K3s Encryption Incident and Recovery

In early April an accidental overwrite of the K3s encryption config file replaced the AES-CBC key with an identity-only (no-op) config. All 20 Kubernetes secrets lost their at-rest encryption.

Recovery steps taken:

Deleted and recreated all 20 secrets from known values (the platform continued running throughout — secrets in etcd are always decrypted before use)
Restored TLS secrets for all active namespaces from cert files on disk
Cluster is currently running with identity-only encryption (functional but not encrypted at rest)

The wildcard TLS secret (*.boottify.com, expiring 2026-07-08) was restored to the default namespace and all active app namespaces. The proper AES-GCM re-encryption will be completed in a maintenance window: generate a new key, restart K3s, then force-replace all secrets with kubectl get secrets -A -o json | kubectl replace -f -.

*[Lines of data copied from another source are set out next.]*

PR #411, opened 2017-07-05
support map loading in offline node

jihoonl:


wohe:
Not sure whether this makes sense. The offline node consumes data as quickly as possible which means it might fall behind easily and does not produce meaningful output. I think the offline node is really only useful for producing a map as quickly as possible. Opinions? @SirVer

jihoonl:
I'm considering the case of merging a new rosbag into an existing serialized data. Assume that the new rosbags discovered a new area that hasn't been visited before. Then, you just want to add a new information into the existing data instead of replaying all rosbags again.

Or do you have a plan to provide a way of merging two serialized data into one?

ojura:
This is my use case too, I would also like the ability to load prior mapping knowledge into the offline node.

SirVer:
That makes sense to me. Let's get this in then.

Note that right now going this route will not be as good as doing multi trajectory. The reason is that the serialized state does not contain the associated scans for each submap (and no IMU and odometry data of course) - which means that loop closure can only be done from new scans to old maps, not the other way around. And of course the loaded map is frozen in the optimization problem - which could be configurable as well.

ojura:
Great! Although, isn't loop closure currently done between new scans and finished submaps?

wohe:
Then maybe add a `TODO` that `LoadMap` should be replaced by some better deserialization of full SLAM state as non-frozen trajectories once possible? And change the parameter name to reflect the intention?

jihoonl:
I added `TODO` to replace `LoadMap` and renamed `map_filename` to `pbstream_filename`

ojura:
@jihoonl you don't necessarily have to claim the TODO :) The person inside the parentheses is the assigned person, who may not be the same person as the TODO author.

PR #414, opened 2017-07-06
Keep waiting before finalization in offline node

ojura:
Addresses #407 by @jihoonl, and #368 (partially).

- The custom SIGINT handler has been removed, in favor of using the standard ROS handler and `ros::ok()`.
- I have tried to use an `AsyncSpinner`, as I originally imagined in #368. This way, we could regularly run trajectory finalization and at the same time keep spinning in a separate thread. Unfortunately, I have run into a multithreading bug which causes memory corruption (if anyone is willing to help me debug this, we can set up a Google hangout one day). 
- This means we have to spin in the main thread. In order to be able to watch the final optimization progress in RViz, without spinning asynchronously, we need to spin before calling `FinishTrajectory()`, because this would block the main thread.
- I have singled out the last two commits because they are a bit hacky (especially the last one), so I expect that you will want one of them (or both) reverted. In cbce5c2, I continue publishing the clock from the last message, frozen in time. This way, e.g. if you restart RViz or hit reset, it still receives the correct clock. The last commit advances this clock with the wall rate - this is a hack to keep some things  in ROS happy (e.g. `rosrun tf view_frames`), and I fully expect you'll want me to revert this, but I'm going for it anyway :-)

### DIFF
--- a/cartographer_ros/cartographer_ros/offline_node_main.cc
+++ b/cartographer_ros/cartographer_ros/offline_node_main.cc
@@ -65,6 +65,7 @@ constexpr char kClockTopic[] = "clock";
 constexpr char kTfStaticTopic[] = "/tf_static";
 constexpr char kTfTopic[] = "tf";
 constexpr int kLatestOnlyPublisherQueueSize = 1;
+constexpr double kClockPublishFrequency = 30.;
 
 // TODO(hrapp): This is duplicated in node_main.cc. Pull out into a config
 // unit.
@@ -177,6 +178,7 @@ void Run(const std::vector<string>& bag_filenames) {
     rosbag::View view(bag);
     const ::ros::Time begin_time = view.getBeginTime();
     const double duration_in_seconds = (view.getEndTime() - begin_time).toSec();
+    rosgraph_msgs::Clock clock;
 
     // We make sure that tf_messages are published before any data messages, so
     // that tf lookups always work and that tf_buffer has a small cache size -
@@ -238,7 +240,6 @@ void Run(const std::vector<string>& bag_filenames) {
               ->HandleOdometryMessage(
                   topic, delayed_msg.instantiate<nav_msgs::Odometry>());
         }
-        rosgraph_msgs::Clock clock;
         clock.clock = delayed_msg.getTime();
         clock_publisher.publish(clock);
 
@@ -262,7 +263,12 @@ void Run(const std::vector<string>& bag_filenames) {
     bag.close();
 
     if (FLAGS_keep_running) {
-      ::ros::spin();
+      ::ros::WallRate rate(kClockPublishFrequency);
+      while (::ros::ok()) {
+        clock_publisher.publish(clock);
+        ::ros::spinOnce();
+        rate.sleep();
+      }
     }
 
     node.map_builder_bridge()->FinishTrajectory(trajectory_id);
--- a/cartographer_ros/cartographer_ros/offline_node_main.cc
+++ b/cartographer_ros/cartographer_ros/offline_node_main.cc
@@ -54,6 +54,9 @@ DEFINE_bool(use_bag_transforms, true,
             "Whether to read, use and republish the transforms from the bag.");
 DEFINE_string(pbstream_filename, "",
               "If non-empty, filename of a pbstream to load.");
+DEFINE_bool(keep_running, false,
+            "Keep running the offline node after all messages from the bag "
+            "have been processed.");
 
 namespace cartographer_ros {
 namespace {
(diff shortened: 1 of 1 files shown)


ojura:
@SirVer I have rebased on top of upstream.

cartographer_ros/cartographer_ros/offline_node_main.cc
```diff
@@ -162,7 +162,7 @@ void Run(const std::vector<string>& bag_filenames) {
   }
 
   for (const string& bag_filename : bag_filenames) {
-    if (sigint_triggered) {
+    if (!::ros::ok()) {
```
SirVer: This exactly reverts 

https://github.com/googlecartographer/cartographer_ros/commit/7551d770dc3b569d95b7cde4ba0847201f24238e

@wohe Wolfgang, do you remember why you did this back then?

cartographer_ros/cartographer_ros/offline_node_main.cc
```diff
@@ -60,10 +63,7 @@ constexpr char kClockTopic[] = "clock";
 constexpr char kTfStaticTopic[] = "/tf_static";
 constexpr char kTfTopic[] = "tf";
 constexpr int kLatestOnlyPublisherQueueSize = 1;
-
-volatile std::sig_atomic_t sigint_triggered = 0;
-
-void SigintHandler(int) { sigint_triggered = 1; }
+constexpr double kClockPublishFrequency = 30.;
```
SirVer: kClockPublishFrequencyHz

cartographer_ros/cartographer_ros/offline_node_main.cc
```diff
@@ -257,6 +257,17 @@ void Run(const std::vector<string>& bag_filenames) {
     }
 
     bag.close();
+
+    if (FLAGS_keep_running) {
```
SirVer: What does this help? No more data is fed into Cartographer, so it will never do the final optimization, so your map will never converge to the final result. And in the multi trajectory case you will just spin here forever and never start on the second trajectory.

I think you have to add hooks into the MapBuilder and maybe the sparse pose graph/constraint builder to give you an update on the state while it is optimizing.

cartographer_ros/cartographer_ros/offline_node_main.cc
wohe: I can't remember, but looking at the commit I can only hypothesize that our code does not like it if ROS is terminating while Cartographer is still running, so we handle Ctrl+C ourselves so that we always have `ros::ok()` until the very end?

wohe: @ojura, what behavior are you fixing with this revert?

ojura: Sorry, I did not realize that this is a revert. I thought that you initially added your own interrupt handler (probably missed this while doing git blame), and I thought it would be more clean to use the ROS one.

cartographer_ros/cartographer_ros/offline_node_main.cc
ojura: Ouch, now I see that this approach is flawed, especially with multi trajectory.

> What does this help? No more data is fed into Cartographer, so it will never do the final optimization, so your map will never converge to the final result.

That is true. However, it still _is_ optimizing in the background, right? And if it finishes everything, trajectory finalization is effectively done, and calling it is a no-op.

> I think you have to add hooks into the MapBuilder and maybe the sparse pose graph/constraint builder to give you an update on the state while it is optimizing.

But `FinalizeTrajectory()` blocks the main thread, which should be spinning.

I would be happiest if we could just do this, launch an `AsyncSpinner` and forget about it:
https://github.com/googlecartographer/cartographer_ros/compare/master...larics:keep-waiting-async

However, I am getting crashes. Would one of you be willing to join me on Hangouts, for example on Tuesday or Wednesday next week? I have captured the crash in a reversible debugger, and I am certain that you'll spot right away what's going on.

If that fails, I'll look into expanding this approach.

SirVer: I'll be on vacation most of next week, but I think the week after we can do a hangout.

ojura: @SirVer @wohe are you available tomorrow?

wohe: If today does not work, I can move the VC to tomorrow same time? Did you get my email?

ojura: I haven't received your mail, weird. Which address have you sent it to?

ojura: I just rechecked - it seems that my University's mail system has not forwarded the message to my GMail account. This is quite alarming, I now have to recheck if I have missed any other mails :O Today seems good, see you then!

Issue #405, opened 2017-07-05
Add submap origin visualization to the rViz plugin.


SirVer:
There should probably be a checkbox to toggle this on and off.

#404 provided a workaround in Python that can be used for the moment, but the correct implementation for this is in the rViz plugin.

PR #416, opened 2017-07-06
Display submap poses in Submaps plugin

ojura:
This is still unpolished, but I thought I might share this if anyone needs it sooner (or wants to provide feedback). Addresses #405 and #404.

Todo and ideas:
 - toggle axes visibility with a checkbox
 - adjustable length/radius
 - add a selection handler
 - show submap ID next to axes, also toggleable with a checkbox
 - option to display axes even if submap is hidden (for using with the regular occupancy grid map plugin)
 - display numeric pose coordinates under an expandable menu for each submap, similar to TF display

### DIFF
--- a/cartographer_rviz/cartographer_rviz/drawable_submap.cc
+++ b/cartographer_rviz/cartographer_rviz/drawable_submap.cc
@@ -64,15 +64,21 @@ Ogre::Quaternion ToOgre(const Eigen::Quaterniond& q) {
 
 }  // namespace
 
-DrawableSubmap::DrawableSubmap(const ::cartographer::mapping::SubmapId& id,
-                               Ogre::SceneManager* const scene_manager,
-                               ::rviz::Property* submap_category,
-                               const bool visible)
+DrawableSubmap::DrawableSubmap(
+    const ::cartographer::mapping::SubmapId& id,
+    ::rviz::DisplayContext* const display_context,
+    ::rviz::Property* const submap_category, const bool visible,
+    const float pose_axes_length, const float pose_axes_radius)
     : id_(id),
-      scene_manager_(scene_manager),
-      scene_node_(scene_manager->getRootSceneNode()->createChildSceneNode()),
-      manual_object_(scene_manager->createManualObject(
+      display_context_(display_context),
+      scene_node_(display_context->getSceneManager()
+                      ->getRootSceneNode()
+                      ->createChildSceneNode()),
+      submap_node_(scene_node_->createChildSceneNode()),
+      manual_object_(display_context->getSceneManager()->createManualObject(
           kManualObjectPrefix + GetSubmapIdentifier(id))),
+      pose_axes_(display_context->getSceneManager(), scene_node_,
+                 pose_axes_length, pose_axes_radius),
       last_query_timestamp_(0) {
   material_ = Ogre::MaterialManager::getSingleton().getByName(
       kSubmapSourceMaterialName);
@@ -90,9 +96,8 @@ DrawableSubmap::DrawableSubmap(const ::cartographer::mapping::SubmapId& id,
   visibility_ = ::cartographer::common::make_unique<::rviz::BoolProperty>(
       "" /* title */, visible, "" /* description */, submap_category,
       SLOT(ToggleVisibility()), this);
-  if (visible) {
-    scene_node_->attachObject(manual_object_);
-  }
+  submap_node_->attachObject(manual_object_);
+  scene_node_->setVisible(visible);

ACME DNS-01 Wildcard Race Condition Fix

Wildcard certificate issuance (e.g. *.boottify.com) requires Let's Encrypt to verify two separate ACME authorizations, both of which create a _acme-challenge TXT record under the same DNS name. Our ACME client was processing these concurrently, which caused two interleaved sequences:

Authorization A creates the TXT record → gets the value from Hetzner API
Authorization B creates the TXT record (same name) → 409 conflict
Authorization A reads the record back → gets B's value, not its own

The fix in src/lib/ssl/acme-dns01.ts:

A challengeCreateLocks Map serialises TXT record creation per DNS name — the second authorisation waits for the first to finish before creating its record
A challengeStoredValues in-memory store avoids the read-after-write race by returning the locally known value rather than fetching it fresh from the API
skipChallengeVerification: true passed to client.auto() avoids a duplicate DNS check after our own propagation wait already confirmed the record is live

Wildcard cert issuance now completes reliably on the first attempt.

Session Cookie Name Fix

A subtle routing issue was discovered: proxy.ts was checking for a cookie named session to determine whether a request was authenticated. Lucia v3 actually names the cookie btfy_session (configurable via lucia.ts). Unauthenticated requests were incorrectly passing the proxy guard. Fixed — proxy now checks btfy_session.